Issue #413, opened 2022-04-09
Roadmap


jpdillingham:
# [0.16: Improved Search Experience](https://github.com/slskd/slskd/milestone/2)

The current search experience restricts users to one search at a time, doesn't display results until the search is complete, and doesn't give the user any control over when a search is determined to have been completed.

This milestone is dedicated to a ground-up refactor of the search functionality to resolve these shortcomings, both to improve overall user experience and to enable search automation, for which concurrent searches are critical.

# [0.17: Guided Search](https://github.com/slskd/slskd/milestone/3)

Presently, users enter a simple search phrase and must review results to determine whether they are suitable. For example, when searching for a full album, the user must know the track listing ahead of time, and must compare results against the listing while looking for missing files, etc.

The Guided Search feature will allow users to select an artist and an album to search for, and will use data from MusicBrainz (and potentially Discogs) to rank and automatically select the best results as determined by user-defined criteria.

# [0.18: Post-Download Automation](https://github.com/slskd/slskd/milestone/4)

When downloads finish, users may want the option to perform various tasks; moving files between network shares, setting file permissions, post-processing metadata with a program like [beets](https://beets.io/), or notifying external applications.

The Post-Download Automation milestone will introduce a suite of tools and options to give users the ability to accomplish these tasks, and more.

jpdillingham:
I've removed the min-milestone 0.16.x (misc cleanup and quality of life improvements) as the biggest chunks of that are now complete.

Based on feedback I've gotten from the community, I've moved the Guided Search milestone from 0.17 to 0.19 and introduced the new 0.17 milestone Share Scanning at Scale

Effectively this pushes Lidarr integration out again, but in the spirit of Agile software development I need to work on the most important things first.

jpdillingham:
I've just updated the roadmap again.  Changes:

* Added the 1.00 milestone
* Removed numbering from Post-Download Automation and Guided Search milestones

Currently the versioning scheme (aligned with numeric milestones) only makes sense to me, and I don't even get much benefit out of it, so I want to move to semver.  I had always planned to start using semver after I had gotten to 1.00, and I believe the app is near or perhaps past 1.00 at this point.

This pushes download automation out again, and again it is because people are asking for things other than download automation.  This does remain a personal goal, so it will be done eventually even if it is out-of-band.

aopom:
Many thanks for this transparency, it's super cool to know where the project is going! Post-Download Automation will be a great feature to have. Exciting!

[...]

Issue #348, opened 2022-02-06
Ability to run a script on download completion


tandy-1000:
I currently use [betanin](https://github.com/sentriz/betanin) with qbittorrent to automatically send downloads to beets, streamlining the import into my library, it would be nice to have this functionality.

jpdillingham:
Thanks for the suggestion! I think this is fairly easily doable, I just need to think of the interface.

Taking a look at betanin specifically, it looks like it wants to process an entire directory at the same time, which would be difficult to pull off, because Soulseek doesn't have a concept of albums or directories, just single files.  This is an issue that is holding back Lidarr integration as well.

I'll have to think of the best way to introduce functionality that groups files as an "album", perhaps a new button on the UI like "Download as Album" or something.

jpdillingham:
To elaborate on the sticking point, acting on the completion of a single download is very straightforward; that's how the FTP integration works today.  Acting on the completion of a directory/album is more difficult because of a loose association between individual file downloads.

I think I probably need to introduce a way to download an entire directory; this would give me the ability to act when all of the files within it complete.

Unfortunately a feature like this will have a large degree of ambiguity due to the fact that some users don't arrange their shared directories as full albums.  Many do, but the outliers will cause this functionality to break.

I think over time this can be improved, especially when I (finally) implement the feature(s) that allow searching by MusicBrainz/Discogs IDs, and can therefore ensure that directories contain a full album before enqueueing them.

tandy-1000:
That makes sense, I think "Download directory" probably makes more sense for most use cases until we have the musicbrainz integration, but yeah that makes sense about some directories being a mess..

boyska:
Isn't it enough to have this logic:

 - WHEN a file has been downloaded
 - IF there is no other file being downloaded in the same directory
 - THEN run the script

?

While I agree that different users use directories differently, I see no problem in allowing a script being invoked when a directory has been completed. Users who prefer to download everything in the same directory will probably not find this script very useful, but that's quite obvious. The only thing that matters is set a clear expectation of the behavior, and clarify that this has no notion of _Album_, only _directory_.

jm2c

jpdillingham:
Released in [0.22.0](https://github.com/slskd/slskd/releases/tag/0.22.0)

@boyska I forgot to thank you for the suggestion; the implementation is just as you described.

boyska:
> Released in [0.22.0](https://github.com/slskd/slskd/releases/tag/0.22.0)
> 
[...]

Issue #94, opened 2021-06-09
Add webhook support


jpdillingham:
To enable interop with other applications, design and implement a system for sending event-driven data out of slskd via webhooks.

This will involve the creation of an in-memory event bus and the dispatch of events from both the Soulseek client and the slskd application.  Subscribed to the event bus will be a handler that examines events and calls the appropriate webhook along with the event payload.

Webhook configuration should allow users to specify a URL for the webhook and a list of events they want to subscribe to.

Some example use cases:

* Completed transfers (for file handling automation)
* Received private messages
* Server disconnect/reconnect
* Diagnostics (performance metrics, error logs, etc)

jpdillingham:
Released in [0.22.0](https://github.com/slskd/slskd/releases/tag/0.22.0)

PR #1215, opened 2024-09-15
Add 'Events'

jpdillingham:
A long-standing [goal](https://github.com/slskd/slskd/issues/413) of this project is to support various automation features, including (but not limited to), yes, Lidarr integration.  A necessary stepping stone for that support is to establish a mechanism for signaling when various events occur so that external applications can be notified.

This PR establishes an internal 'event bus' to provide a foundation for that signaling, and implements the first two events:

* `DownloadFileComplete`, raised when an individual file download finishes
* `DownloadDirectoryComplete`, raised when the download of the final file in a directory finishes

Events are persisted to a new `events` database and can be retrieved via the UI and API via the `/events` route.

Up next will be implementation of webhook support (#94), and the ability to run a shell script (#348) when events are raised.

## Testing

* [x] An event record is created for each and every file downloaded
* [x] An event record is created for each directory downloaded, upon completion of the final file in the directory

## Out of scope

To be included shortly:

* Integrations that depend on events (e.g. shell scripts, webhooks)


config/slskd.example.yml
```diff
@@ -168,7 +168,8 @@
 #   files:
 #     complete: 20160 # 2 weeks
 #     incomplete: 43200 # 30 days
-#   logs: 259200 # 180 days
+#   events: 30 # days
+#   logs: 180 # days
```
jpdillingham, line 172: the `logs` option was incorrectly specified in something other than days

----------

• **YOUR GOAL**
Above are the entries; copy out every line among them that contains the word "only".

• **WRITTEN ANSWER**
Currently the versioning scheme (aligned with numeric milestones) only makes sense to me, and I don't even get much benefit out of it, so I want to move to semver.  I had always planned to start using semver after I had gotten to 1.00, and I believe the app is near or perhaps past 1.00 at this point.
While I agree that different users use directories differently, I see no problem in allowing a script being invoked when a directory has been completed. Users who prefer to download everything in the same directory will probably not find this script very useful, but that's quite obvious. The only thing that matters is set a clear expectation of the behavior, and clarify that this has no notion of _Album_, only _directory_.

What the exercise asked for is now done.